Treasury bills, notes and TIPS
In order to fund all the stuff that the government needs to do but doesn’t have the cash on hand for, the US Treasury will regularly issue securities to finance the government’s debt. Treasury bills, also known as T-bills, are investments that mature in a year or less, and are considered virtually risk-free as long as the American economy continues to exist. They do not earn interest per se but are sold at a discount from their face value, which they can be redeemed for upon maturity. Treasury notes, or T-notes, mature in 2 to 10 years and every six months pay out an amount equal to have of what’s called their “coupon rate.” Coupon rates, which vary as interest rates rise and fall, will dictate whether T-notes will sell at above or below their face value. Investors concerned about inflation may choose to invest in inflation-protected securities, or TIPS, that have a coupon rate that is adjusted by the Consumer Price Index, so they’re specifically designed to be inflation proof.
Just as the government issues bonds to cover their obligations, corporations to the same in order to cover the cost of variety of things such as business expansion, capital improvements, buying back their own stock, or paying dividends to stockholders. Corporate bonds are classified by their maturity dates. Short term bonds mature in fewer than three years, medium term mature in four to ten years, and long term bonds mature in more than ten years. Generally, the further out the maturity date, the higher the risk and the more they’ll pay bondholders. Bonds are also rated by independent agencies according to how likely it is that they’ll have the cash to pay back their bondholders. Bonds with at minimum BBB ratings are called “investment grade” bonds. So those investors primarily interested in the lowest possible risk might look towards short term investment grade bonds, though they in many cases won’t pay much, if anything, more than similarly safe government bonds.
Dividend paying stocks
Dividends are one of the more dependable parts of equity investing; they’re a regularly-issued taste of a company’s corporate profits paid on a per-share basis regardless of whether a stock happens to be up or down. For this reason, many investors seek out long term positions in stocks with dividend yields and depend on the income dividends offer to finance their lifestyles, especially in retirement. But there are many pitfalls that can befall dividend investors, and any stock investment comes with significant risks, so at the very least, anyone considering a dividend-centric financial plan should read this article, How to Invest in Dividend Stocks.

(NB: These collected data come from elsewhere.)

PR #1541, opened 2017-09-14
Add hs.mouse.scrollDirection(). Closes #1536

### LINKED ISSUE #1536: Determine Mouse Scroll Direction?
I couldn't find it, so I'm assuming there's not already any API for determining or setting your mouses scroll direction (i.e. Natural vs Normal)?

Maybe a good addition to `hs.mouse`?

FYI: `defaults read ~/Library/Preferences/.GlobalPreferences com.apple.swipescrolldirection` returns 1 if "Natural" or 0 is "Normal".

cmsj:
Closes #1536 
I'm away from a useful computer at the moment - @latenitefilms would you be able to check if this works? If not I can do it next week :)

### DIFF
--- a/extensions/mouse/internal.m
+++ b/extensions/mouse/internal.m
@@ -111,6 +111,24 @@ static int mouse_mouseAcceleration(lua_State *L) {
     return mouseTrackpadAcceleration(L, CFSTR(kIOHIDMouseAccelerationType));
 }
 
+/// hs.mouse.scrollDirection() -> string
+/// Function
+/// Gets the system-wide direction of scolling
+///
+/// Paramters:
+///  * None
+///
+/// Returns:
+///  * A string, either "natural" or "normal"
+static int mouse_scrollDirection(lua_State *L) {
+    LuaSkin *skin = [LuaSkin shared];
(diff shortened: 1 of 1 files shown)


extensions/mouse/internal.m
```diff
@@ -111,13 +111,32 @@ static int mouse_mouseAcceleration(lua_State *L) {
...
+}
+
 //Note to future authors, there is no function to use kIOHIDTrackpadAccelerationType because it doesn't appear to do anything on modern systems.
 
 static const luaL_Reg mouseLib[] = {
 // Note that .get and .set are no longer documented. They should stick around for now, as they are used by our init.lua
     {"getAbsolutePosition", mouse_get},
     {"setAbsolutePosition", mouse_set},
     {"trackingSpeed", mouse_mouseAcceleration},
+    {"scrollingDirection", mouse_scrollDirection},
```
latenitefilms: @cmsj - I think this should be `scrollDirection` to match the documentation?

latenitefilms:
@cmsj - Apart from the one comment I've added to the code, all looks good. Although, I would still love it if it could do a callback, as discussed in #1536.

Low-risk investment portfolio
Generally, investment portfolios range from very aggressive all the way down to conservative, a scale that generally corresponds to the mix of equities (stocks, which tend to be volatile) to fixed income (bonds, which are a lot less so.) An investor seeking to play it safe may decide to seek out an automated investing service that offers conservative portfolios that are overwhelmingly tilted to fixed income (like 70% or more.) The portfolios offered by the best robo-advisors will provide ample diversification through stock and bond ETFs that will maximize upside while minimizing risk.